While our method excels in associating points across long-term occlusions, we do not model trajectories behind occluders. However, due to DINO-Tracker's ability of tracking across occlusions, a simple interpolation technique can give plausible tracks during occlusions. Videos below demonstrate a proof-of-concept of such approach, where we use simple cubic spline to interpolate between visible tracks before and after occlusions (points predicted as occluded are marked in empty circles). Extending this approach to a more advanced technique is an intriguing future direction.

Limitations

We observed that in challenging videos for which there is almost no optical flow supervision and there are multiple semantically-similar objects, trajectories may jump from one object to another (points on the first deer jump to the second deer). This is because raw DINO is mostly dominated by semantic information.

References

[1] Nikita Karaev, Ignacio Rocco, Benjamin Graham, Natalia Neverova, Andrea Vedaldi, and Christian Rupprecht. CoTracker: It is Better to Track Together. arXiv, 2023.

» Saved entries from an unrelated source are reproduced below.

PR #2221, opened 2025-03-11
allow user to override scope for Microsoft Entra ID access token

sdebruyn:
I am the contributor of the Microsoft Entra ID auth support in Soda.

Currently I am trying to connect from a Fabric Notebook to my SQL Server Managed Instance. But I made a logical mistake in my first version of the code below where I always assumed that in Fabric Notebooks you would connect a Fabric Data Warehouse or Lakehouse.

The code below changes that and tries to be smart about the scope for the access token. The user can pass a `scope` to indicate the scope for the access token. If not, it will try to figure out the scope based on the hostname.


m1n0 (approved):
LGTM, thanks for the follow up!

[2] Qianqian Wang, Yen-Yu Chang, Ruojin Cai, Zhengqi Li, Bharath Hariharan, Aleksander Holynski, Noah Snavely. Tracking Everything Everywhere All at Once. ICCV, 2023.
[3] Carl Doersch, Yi Yang, Mel Vecerik, Dilara Gokay, Ankush Gupta, Yusuf Aytar, Joao Carreira, Andrew Zisserman. TAPIR: Tracking Any Point with per-frame Initialization and temporal Refinement. ICCV, 2023.

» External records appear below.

PR #2231, opened 2025-04-09
Use pydantic models for data source config

m1n0:
First stab at using models for data source:
- no drastic changes, I contained myself to minimal scope so that we can review, merge and iterate quickly
- no actual validation using pydantic is done yet
- the packages are a mess, a more generic approach will follow

after all of the above is done, I will start with actual extra data source implementation. I want to get this at least somewhat right so that we don't pass around dicts for no reason, and so that the implementation is not too scattered. I am not super happy about how the three different classes compose a data source but I do get the intention to separate the mode from the connection and dialect. I will try to iterate on this design so that it's more intuitive to walk through and work with.

### DIFF
--- a/soda-core/src/soda_core/cli/handlers/data_source.py
+++ b/soda-core/src/soda_core/cli/handlers/data_source.py
@@ -5,7 +5,7 @@ from typing import Optional
 
 from soda_core.cli.exit_codes import ExitCode
 from soda_core.common.logging_constants import Emoticons, soda_logger
-from soda_core.common.yaml import YamlSource
+from soda_core.common.yaml import DataSourceYamlSource
 
 
 def handle_create_data_source(data_source_file_path: str, data_source_type: str) -> ExitCode:
@@ -47,7 +47,9 @@ def handle_test_data_source(data_source_file_path: str) -> ExitCode:
     soda_logger.info(f"Testing data source configuration file {data_source_file_path}")
     from soda_core.common.data_source_impl import DataSourceImpl
 
-    data_source_impl: DataSourceImpl = DataSourceImpl.from_yaml_source(YamlSource.from_file_path(data_source_file_path))
+    data_source_impl: DataSourceImpl = DataSourceImpl.from_yaml_source(
+        DataSourceYamlSource.from_file_path(data_source_file_path)
+    )
     error_message: Optional[str] = (
         data_source_impl.test_connection_error_message()
         if data_source_impl
--- a/soda-core/src/soda_core/common/data_source_connection.py
+++ b/soda-core/src/soda_core/common/data_source_connection.py
@@ -42,18 +42,10 @@ class DataSourceConnection(ABC):
         """
         if self.connection is None:
             try:
-                self._log_connection_properties_excl_pwd(self.connection_properties)
+                logger.debug(f"'{self.name}' connection properties: {self.connection_properties}")
                 self.connection = self._create_connection(self.connection_properties)
             except Exception as e:
                 logger.error(msg=f"Could not connect to '{self.name}': {e}", exc_info=True)
-
-    def _log_connection_properties_excl_pwd(self, connection_yaml_dict: dict):
-        dict_without_pwd = {
-            k: v
-            for k, v in connection_yaml_dict.items()
-            if not "password" in k and not "pwd" in k and not "key" in k and not "secret" in k
-        }
-        logger.debug(f"{self.name} connection properties: {dict_without_pwd}")
 
     def close_connection(self) -> None:
         """
--- a/soda-core/src/soda_core/common/data_source_impl.py
+++ b/soda-core/src/soda_core/common/data_source_impl.py
@@ -6,6 +6,7 @@ from typing import Optional
 
 from soda_core.common.data_source_connection import DataSourceConnection
 from soda_core.common.data_source_results import QueryResult, UpdateResult
+from soda_core.common.exceptions import DataSourceConnectionException
 from soda_core.common.logging_constants import soda_logger
 from soda_core.common.sql_dialect import SqlDialect
 from soda_core.common.statements.metadata_columns_query import (
@@ -15,6 +16,7 @@ from soda_core.common.statements.metadata_columns_query import (
 from soda_core.common.statements.metadata_tables_query import MetadataTablesQuery
 from soda_core.common.yaml import YamlObject, YamlSource
 from soda_core.contracts.contract_verification import DataSource
+from soda_core.model.data_source.data_source import DataSourceBase
 
 logger: logging.Logger = soda_logger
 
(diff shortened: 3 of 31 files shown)


soda-core/src/soda_core/common/data_source_connection.py
```diff
@@ -42,19 +42,11 @@ def open_connection(self) -> None:
         """
         if self.connection is None:
             try:
-                self._log_connection_properties_excl_pwd(self.connection_properties)
+                logger.debug(f"'{self.name}' connection properties: {self.connection_properties}")
                 self.connection = self._create_connection(self.connection_properties)
             except Exception as e:
                 logger.error(msg=f"Could not connect to '{self.name}': {e}", exc_info=True)
 
-    def _log_connection_properties_excl_pwd(self, connection_yaml_dict: dict):
```
m1n0, line 50: pydantic secret field takes care of not logging passwords

soda-core/src/soda_core/cli/handlers/data_source.py
```diff
@@ -47,7 +47,9 @@ def handle_test_data_source(data_source_file_path: str) -> ExitCode:
     soda_logger.info(f"Testing data source configuration file {data_source_file_path}")
     from soda_core.common.data_source_impl import DataSourceImpl
 
-    data_source_impl: DataSourceImpl = DataSourceImpl.from_yaml_source(YamlSource.from_file_path(data_source_file_path))
+    data_source_impl: DataSourceImpl = DataSourceImpl.from_yaml_source(
+        DataSourceYamlSource.from_file_path(data_source_file_path)
```
m1n0, line 51: the only point of DataSourceYamlSource subclass is to have the type constant set by default so that we don't manipulate the state of the object somewhere between parsing and creating data structures

soda-core/src/soda_core/common/data_source_impl.py
```diff
@@ -24,60 +26,43 @@ class DataSourceImpl(ABC):
...
             PostgresDataSourceImpl,
         )
 
-        return PostgresDataSourceImpl(
-            data_source_yaml_source=data_source_yaml_source,
-            name=name,
-            type_name=type_name,
-            connection_properties=connection_properties,
-        )
+        return PostgresDataSourceImpl(data_source_model=data_source_model)
```
m1n0, line 56: proper factory TBD

soda-core/src/soda_core/common/data_source_connection.py
```diff
@@ -42,19 +42,11 @@ def open_connection(self) -> None:
         """
         if self.connection is None:
             try:
-                self._log_connection_properties_excl_pwd(self.connection_properties)
+                logger.debug(f"'{self.name}' connection properties: {self.connection_properties}")
```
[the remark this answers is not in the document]
m1n0: pydantic secret field type takes care of this

soda-core/src/soda_core/common/data_source_impl.py
nielsn: There's a nice little pattern using a _registry class var and __init_subclass__ for this

soda-core/src/soda_core/common/data_source_impl.py
```diff
@@ -24,60 +26,43 @@ class DataSourceImpl(ABC):
...
-            name=data_source_name,
-            type_name=data_source_type_name,
-            connection_properties=connection_properties,
+        from pydantic import Field, TypeAdapter
+        from soda_postgres.model.data_source.postgres_data_source import (
+            PostgresDataSource,
         )
 
+        DataSourceModel = Annotated[Union[PostgresDataSource], Field(discriminator="type")]
+        adapter = TypeAdapter(DataSourceModel)
```
nielsn, line 42: Nice, had never really checked out what the `TypeAdapter` was for.

soda-core/src/soda_core/common/yaml.py
```diff
@@ -20,6 +21,10 @@ def __init__(self):
         self.ruamel_yaml_parser.preserve_quotes = True
 
 
+class FileType(str, Enum):
+    DATA_SOURCE = "data source"
```
nielsn, line 25: NIT: "data_source"?

soda-core/src/soda_core/common/yaml.py
```diff
@@ -165,6 +174,13 @@ def parse(self) -> Optional[YamlObject]:
                 )
 
 
+class DataSourceYamlSource(YamlSource):
+    def __init__(self, file_path: Optional[str] = None, yaml_str: Optional[str] = None):
+        super().__init__(file_path=file_path, yaml_str=yaml_str)
+
+        self.file_type: str = FileType.DATA_SOURCE
```
nielsn, line 181: I think we might avoid this by using the `__init_subclass__` dunder on the `YamlSource` class. Then you could just have a `class DataSourceYamlSource(YamlSource, file_type=FileType.DATA_SOURCE)` without anything else.

soda-postgres/src/soda_postgres/model/data_source/postgres_connection_properties.py
```diff
@@ -0,0 +1,40 @@
...
+    )
+    ssl_cert: Optional[str] = Field(None, description="Path to SSL client certificate")
+    ssl_key: Optional[str] = Field(None, description="Path to SSL client key")
+    ssl_root_cert: Optional[str] = Field(None, description="Path to SSL root certificate")
+
+    # Connection options
+    connection_timeout: Optional[int] = Field(None, description="Connection timeout in seconds")
+
+
+class PostgresConnectionPassword(PostgresConnectionPropertiesBase):
```
nielsn, line 35: I would have put all of the different auth options as subclasses of a specific `PostgresConnectionAuthProperties` base class and used that one within a top level `PostgresConnectionProperties` class.  

In this case you'll end up with trouble in composing stuff whenever a second property with variations (i.e. subclasses) comes along...

nielsn (approved):

soda-core/src/soda_core/common/yaml.py
m1n0: unsure actually, I just copied the value from here without change https://github.com/sodadata/soda-core/pull/2231/files#diff-327af2890051407092017844c1b242ab19ce67de0a69b9b69f81b133df954726L29

soda-core/src/soda_core/common/yaml.py
m1n0: ok I didn't know about that, and it prompted me to read a bunch on meta classes. Cool stuff 😅

soda-postgres/src/soda_postgres/model/data_source/postgres_connection_properties.py
m1n0: Indeed, adjusted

[4] Yang Zheng, Adam W. Harley, Bokui Shen, Gordon Wetzstein, Leonidas J. Guibas. PointOdyssey: A Large-Scale Synthetic Dataset for Long-Term Point Tracking. ICCV, 2023.

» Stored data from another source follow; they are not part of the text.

PR #2232, opened 2025-04-09
DTL-325: contracts CLI revision part 2

nielsn:
### Tweaked parameter verification

- Fail fast 
- Improved messages
- Introduced exceptions to communicate failed authentications
- Changed low level request logging for failed requests from `critical` to `debug` to enable it only when running `-v`

### Unblock verification on agent for remote contracts

- Hotfix missing `metadata.source.filepath` value by adding a fixed string for now. Later development will fetch existing metadata along with the contract, so we can reuse it. Right now we cannot pass this information all the way down to the place where the call to Soda Cloud is being made.
- Implement actual feedback required have the proper exit code (`4` vs other values) for remote agent verification.


soda-core/src/soda_core/cli/handlers/contract.py
```diff
@@ -36,10 +36,13 @@ def handle_verify_contract(
...
-        contract_yaml_sources += [
-            YamlSource.from_str(soda_cloud_client.fetch_contract_for_dataset(dataset_identifier))
-            for dataset_identifier in dataset_identifiers
-        ]
+        for dataset_identifier in dataset_identifiers:
+            contract = soda_cloud_client.fetch_contract_for_dataset(dataset_identifier)
+            if not contract:
+                return (
+                    ExitCode.LOG_ERRORS
+                )  # TODO: verify this is OK as it breaks the "multiple contracts" functionality
```
m1n0, line 44: do we need to resolve this dilemma since it applies to local verification as well and therefore is a very fundamental decision?

soda-core/src/soda_core/common/soda_cloud.py
```diff
@@ -476,40 +490,43 @@ def verify_contract_on_agent(
...
+            log_records=None,
+        )
+
         can_publish_and_verify, reason = self.can_publish_and_verify_contract(
             data_source_name, dataset_prefix, dataset_name
         )
         if not can_publish_and_verify:
             if reason is None:
                 logger.error(f"Skipping contract verification because of an error (see logs)")
+                verification_result.sending_results_to_soda_cloud_failed = True
```
m1n0, line 526: I am not pushing for strict immutable objects but these instance manipulations which significantly change the logic flow ten to become very murky over time. Would it make sense to remove this flag from ContractVerificationResult, create a sublcass of it which would be e.g. CloudContractVerificationResult, control the flow based on class instead of a bool flag and return a new instance of CLoudContractVerificationResult which just takes the non-cloud ContractVerificationResult one into constructor?

The downside is that it would eliminate the need of the flag, making the cloud subclass empty (nothing added compared to the non-cloud one) but it would make the ContractVerificationResult a single purpose class. Wdyt?

soda-core/src/soda_core/common/soda_cloud.py
```diff
@@ -536,108 +553,101 @@ def verify_contract_on_agent(
...
-                scan_id=scan_id, blocking_timeout_in_minutes=blocking_timeout_in_minutes
-            )
+        if response.status_code != 200:
+            logger.error("Remote contract verification failed.")
+            verification_result.sending_results_to_soda_cloud_failed = True
+            return verification_result
+
+        if not scan_id:
+            logger.warning("Did not receive a Scan ID from Soda Cloud")
+            return verification_result
```
m1n0, line 563: There's a quite few `return` scenarios here, with quite a lot of logic/setup/datastructures in between, would it make sense to refactor these bits out into separate functions so that the overall flow here is more intuitive to read? e.g. verify contract command dict setup+getting a response could be a candidate that would become a one-liner here, the logging logic below as well, wdyt?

[5] Carl Doersch, Ankush Gupta, Larisa Markeeva, Adrià Recasens, Lucas Smaira, Yusuf Aytar, João Carreira, Andrew Zisserman, Yi Yang. TAP-Vid: A Benchmark for Tracking Any Point in a Video. NeurIPS, 2022.
[6] Benjamin Biggs, Thomas Roddick, Andrew Fitzgibbon, Roberto Cipolla. Creatures great and SMAL: Recovering the shape and motion of animals from video. ACCV, 2018.
[7] Maxime Oquab, Timothée Darcet, Théo Moutakanni, Huy Vo, Marc Szafraniec, Vasil Khalidov, Pierre Fernandez, Daniel Haziza, Francisco Massa, Alaaeldin El-Nouby, Mahmoud Assran, Nicolas Ballas, Wojciech Galuba, Russell Howes, Po-Yao Huang, Shang-Wen Li, Ishan Misra, Michael Rabbat, Vasu Sharma, Gabriel Synnaeve, Hu Xu, Hervé Jegou, Julien Mairal, Patrick Labatut, Armand Joulin, Piotr Bojanowski. DINOv2: Learning Robust Visual Features without Supervision. arXiv, 2023.
[8] Edward J. Hu, Yelong Shen, Phillip Wallis, Zeyuan Allen-Zhu, Yuanzhi Li, Shean Wang, Lu Wang, Weizhu Chen. LoRA: Low-Rank Adaptation of Large Language Models. ICLR, 2022.